Par les temps qui courent, vous êtes de plus en plus nombreux à tenter votre chance sur des postes pour lesquels vous êtes surqualifiés. Problème : la surqualification fait peur aux recruteurs. Quelques conseils pour viser plus bas avec adresse.
Certes, ce n’est pas quelque chose de nouveau, ni de spécifique à la période difficile que nous traversons. Les recruteurs ont l’habitude de recevoir des CV de candidats dont les compétences dépassent, parfois même de beaucoup, celles recherchées pour un poste donné. Mais ces derniers temps le phénomène s’est accentué : « beaucoup de bons profils se retrouvent sur le marché, et leur objectif premier est un retour à l’emploi le plus rapide possible. Or, s’il y a peu ou pas de postes disponibles à hauteur de leurs compétences, ils s’orientent vers ceux qui en requièrent moins », explique Émilie Maini, consultante pour le cabinet de recrutement Attitudes.
C’est pas gagné !
Vous vous dites peut-être que les employeurs vont sauter de joie à la vue de votre super CV ? Taper dans leurs mains à l’idée du faible salaire qu’ils pourront vous donner en regard de tout ce que vous allez leur apporter ? Eh bien ils ne voient pas du tout les choses comme ça, figurez-vous. Bien au contraire. D’abord parce qu’en France tout est très cloisonné : si une entreprise cherche tel profil, avec X années d’expérience, tel type de diplôme, etc., elle s’orientera difficilement, en règle générale, vers des profils différents. Alors quand le profil est carrément atypique…
Ensuite, un recrutement ne se fait pas que sur des compétences, il répond aussi à un besoin qui est fonction d’un type d’organisation. Si l’entreprise veut un junior par exemple, il y a des raisons, en termes de contenu de la mission, de salaire, de structure et d’équipe. Peut-être le manager n’a-t-il que 25 ans et peut-être ne le voit-on pas encadrer une personne de 50 ans.

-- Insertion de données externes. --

PR #595, opened 2019-03-08
additional authentication files

vrothberg:
Allow specifying additional authentication files passed through
`types.SystemContext`.  Those additional files are only used for reading
credentials.  The `AuthFilePath` remains the center of auth management
and is the only authentication file used for storing new and removing
old credentials.

Having the ability to specify additional authentication files can come
in handy to unify multiple entities that have dedicated auth files, for
instance, the K8s kubelet.  See the below bug for additional details.

Also add debug logs to `findAuthentication()` to ease debugging
potential future regressions.

Fixes: https://bugzilla.redhat.com/show_bug.cgi?id=1686556

### DIFF
--- a/pkg/docker/config/config.go
+++ b/pkg/docker/config/config.go
@@ -51,6 +51,14 @@ func SetAuthentication(sys *types.SystemContext, registry, username, password st
 	})
 }
 
+func additionalAuthFiles(sys *types.SystemContext) []string {
+	paths := []string{}
+	if sys != nil && sys.AdditionalAuthFiles != nil && len(sys.AdditionalAuthFiles) > 0 {
+		paths = append(paths, sys.AdditionalAuthFiles...)
+	}
+	return paths
+}
+
 // GetAuthentication returns the registry credentials stored in
 // either auth.json file or .docker/config.json
 // If an entry is not found empty strings are returned for the username and password
@@ -70,6 +78,8 @@ func GetAuthentication(sys *types.SystemContext, registry string) (string, strin
 		// Logging the error as a warning instead and moving on to pulling the image
 		logrus.Warnf("%v: Trying to pull image in the event that it is a public image.", err)
 	}
+
+	paths = append(paths, additionalAuthFiles(sys)...)
 	paths = append(paths, filepath.Join(homedir.Get(), dockerHomePath), dockerLegacyPath)
 
 	for _, path := range paths {
@@ -93,9 +103,14 @@ func GetUserLoggedIn(sys *types.SystemContext, registry string) (string, error) 
 	if err != nil {
 		return "", err
 	}
-	username, _, _ := findAuthentication(registry, path, false)
-	if username != "" {
-		return username, nil
+	paths := []string{path}
+	paths = append(paths, additionalAuthFiles(sys)...)
+
+	for _, path := range paths {
+		username, _, _ := findAuthentication(registry, path, false)
+		if username != "" {
+			return username, nil
+		}
 	}
 	return "", nil
 }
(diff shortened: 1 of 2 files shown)


pkg/docker/config/config.go
```diff
@@ -51,6 +51,14 @@ func SetAuthentication(sys *types.SystemContext, registry, username, password st
 	})
 }
 
+func getAdditionalAuthFiles(sys *types.SystemContext) []string {
```
rhatdan: Nit: Golang frowns on beginning commands with get. Just call it additionalAuthFiles

rhatdan:
Small nit, but LGTM

pkg/docker/config/config.go
vrothberg: Most functions in this file start with `{get,set}` but I apply the change.

pkg/docker/config/config.go
```diff
@@ -51,6 +51,14 @@ func SetAuthentication(sys *types.SystemContext, registry, username, password st
 	})
 }
 
+func additionalAuthFiles(sys *types.SystemContext) []string {
```
mtrmac: I don’t quite think there four lines are with a function… it’s three lines in the caller, which already has a `paths` variable, and we have ~5 lines of overhead with defining the function.

Rather, the full computation of all candidate paths should probably be unified between `GetAuthentication` and `GetUserLoggedIn`; it seems a bit unlikely that the existing divergence was intentional (OTOH I haven’t checked the past discussions.)

mtrmac: > I don’t quite think there four lines are with a function

“are worth a function”… macOS autocorrection is infuriating sometimes.

ashcrow:
Travis report:
```
 github.com/containers/image/storage
storage/storage_image.go:735:55: not enough arguments in call to s.imageRef.transport.store.SetImageBigData
	have (string, string, []byte)
	want (string, string, []byte, func([]byte) (digest.Digest, error))
storage/storage_image.go:768:54: not enough arguments in call to s.imageRef.transport.store.SetImageBigData
	have (string, string, []byte)
	want (string, string, []byte, func([]byte) (digest.Digest, error))
storage/storage_image.go:775:54: not enough arguments in call to s.imageRef.transport.store.SetImageBigData
	have (string, string, []byte)
	want (string, string, []byte, func([]byte) (digest.Digest, error))
storage/storage_image.go:784:55: not enough arguments in call to s.imageRef.transport.store.SetImageBigData
	have (string, string, []byte)
	want (string, string, []byte, func([]byte) (digest.Digest, error))
Makefile:39: recipe for target 'build-internal' failed
```

vrothberg:
> Travis report:
> 
> ```
>  github.com/containers/image/storage
> storage/storage_image.go:735:55: not enough arguments in call to s.imageRef.transport.store.SetImageBigData
> 	have (string, string, []byte)
> 	want (string, string, []byte, func([]byte) (digest.Digest, error))
> storage/storage_image.go:768:54: not enough arguments in call to s.imageRef.transport.store.SetImageBigData
> 	have (string, string, []byte)
> 	want (string, string, []byte, func([]byte) (digest.Digest, error))
> storage/storage_image.go:775:54: not enough arguments in call to s.imageRef.transport.store.SetImageBigData
> 	have (string, string, []byte)
> 	want (string, string, []byte, func([]byte) (digest.Digest, error))
> storage/storage_image.go:784:55: not enough arguments in call to s.imageRef.transport.store.SetImageBigData
> 	have (string, string, []byte)
> 	want (string, string, []byte, func([]byte) (digest.Digest, error))
> Makefile:39: recipe for target 'build-internal' failed
> ```

Thanks! That comes from containers/storage and containers/image not liking each other over at Skopeo. We need to fix this as well.

mtrmac:
> Thanks! That comes from containers/storage and containers/image not liking each other over at Skopeo.

This is the fallout from https://github.com/containers/storage/pull/299 .

vrothberg:
Closing as we found another solution for CRI-O :)

wking:
I think #588 would give an API that makes this sort of thing convenient, even if we may be going with openshift/machine-config-operator#535 in this particular case ;).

Vous représentez un risque
C’est peut-être un peu moins compliqué pour un jeune diplômé, un niveau Bac +5 qui vise un poste de niveau Bac +2 par exemple. Après tout il débute, ça peut passer. Mais pour l’entreprise, vous représentez plus un risque qu’une opportunité : vous êtes susceptible de vous lasser très vite des missions qui vous seront confiées, et donc de vous démotiver. N’allez-vous pas, assez rapidement, demander une rémunération supérieure ? Combien de temps allez-vous rester ? Combien va coûter un nouveau recrutement ?
Pour ne pas se démonter pendant l’entretien
La rencontre fait souvent la différence, comme le souligne Émilie Maini : votre personnalité peut séduire et effacer vos diplômes ou compétences en trop. Mais si vous accédez à cette étape, pas d’erreur possible.
● Ne vous dénigrez pas, restez positif. Certes vous ne collez pas à 100 % aux attentes mais on veut quand même vous rencontrer, c’est bon signe.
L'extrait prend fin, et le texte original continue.